Check each line of the listing for the word "mark" and give only the number of lines that have it.

§ Extracted data
• • • • •

PR #29867, opened 2025-10-02
TST: Fix misc thread unsafe data races

bwhitt7:
This PR is related to #29552 and also a sort of continuation of #29816. A few usages of `@pytest.mark.parametrize` resulted in data races when ran in parallel threads using [pytest-run-parallel](github.com/Quansight-Labs/pytest-run-parallel). By making it so the tests instead use a `.copy` of the parameterized values (as suggested by @lysnikolaou), this gets rid of the data race.

This also gives a small edit to `numpy/lib/tests/test_io.py` to fix up some data races there.

### DIFF
--- a/numpy/_core/tests/test_nditer.py
+++ b/numpy/_core/tests/test_nditer.py
@@ -2895,7 +2895,7 @@ def _is_buffered(iterator):
         return True
     return False
 
-@pytest.mark.parametrize("a",
+@pytest.mark.parametrize("arrs",
         [np.zeros((3,), dtype='f8'),
          np.zeros((9876, 3 * 5), dtype='f8')[::2, :],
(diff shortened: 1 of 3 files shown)


charris:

• • • • •

§ Response area
3